Mathematical modeling of calcium phosphate precipitation in biologically relevant systems: scoping review.

Biologically guided precipitation of calcium phosphates is important for the formation of calcified human tissues, such as bone and teeth, and is of practical significance in numerous industrial and agricultural processes, such as wastewater treatment and dairy ultrafiltration. Mineral precipitation is physicochemically complex and becomes even more complex in the presence of biological materials. The theoretical foundation of phase transition in general has been developed and is vital for many applications, such as metallurgy and weather prediction. The goal of this scoping review was to identify and evaluate established mathematical approaches developed to describe the formation of calcium precipitates in biological systems. A scoping review was conducted using MathSciNet, Scopus, and Web of Science databases to retrieve eligible mathematical modeling papers on calcium precipitates in biological systems. From the 2096 studies screened, 115 studies were included.

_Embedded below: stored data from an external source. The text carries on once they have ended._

PR #266, opened 2015-11-07
script to generate .ini file

oak11:
please check the "prompt for backend added" commit.


oak11:
added prompt for backend choice, what other prompts should I add?

almet:
Hey. Thanks for the new pull request. However, this includes changes that aren't useful. I suggest you start from scratch, from a new branch, and you import the changes you want there.

There are multiple things you need to do, since you commited these changes in your master branch (doing so is considered a bad practice as it prevents you from working on multiple patches at the same time, for instance).

So, I would recommend you to remove your clone from github and start again, with a fresh clone (but first, save your work by copying it somewhere else, for instance!)

Then, we don't want to have a completely empty repository with just your files: we want to have it added. I'll let you figure out how to do so. In the meantime, I'll close the pull request here.

From a fresh clone:
```
$ git checkout master
$ git checkout -b generate-ini-file
```

Then add your files, and then:

```
$ git add newfile.py
$ git commit -am "Commit message"
$ git push origin generate-ini-file
```

And then issue a pull request.

Issue #238, opened 2015-10-30
Document DELETE /records


Natim:
As state by @stuartphilp the endpoint is not documented here: http://kinto.readthedocs.org/en/latest/api/records.html

leplatrem:
It is here but totally unclear indeed http://kinto.readthedocs.org/en/latest/api/cliquet/resource.html#delete-collection

PR #268, opened 2015-11-10
Fix Document Delete /records

jschneiders:


leplatrem:
Hi Janine,
Are trying to fix #238 ?
I don't understand what you did here. 238 should just consists in mentioning DELETE operation for the list of records, that's just it :)

leplatrem:
Thanks again for your contribution!
I will close this for now. But don't hesitate to open another one with just the missing line in docs!

PR #272, opened 2015-11-13
Add Python 3.5 to TravisCI

leplatrem:
@Natim r?


Natim:
Should we let both 3.4 and 3.5?

leplatrem:
Added as suggested :)

PR #273, opened 2015-11-13
Fix Docker with PostgreSQL and Docker Compose

leplatrem:
Using docker compose is now a lot lighter, it does not build the container locally, it just pulls it from Docker hub


Natim:
r+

The major biological systems of interest were tissues of the human body (49/115), water research (38/115), and agricultural and earth sciences applications (17/115). The majority of studies described precipitation of calcium phosphate (79/115), followed by calcium carbonate (22/115). Mathematical modeling of calcium precipitation was dominated by classical nucleation (64/115) and kinetic (38/115) theories. Only a minority of studies explicitly modeled chemical reactions in the aqueous phase (33/115). Biological components were explicitly described in 45/115 studies and included as physicochemical limitations in 70/115 studies. The majority of the studies (91/115) attempted to quantitatively compare the model predictions to the experimental data, with 59/115 reporting good to reasonable fit. This scoping review suggests that broad theories, such as classical nucleation and kinetic theories, may be adapted for modeling calcium precipitation in biologically relevant systems; however, detailed mathematical descriptions of biological, chemical, and physicochemical aspects of calcium precipitation are required.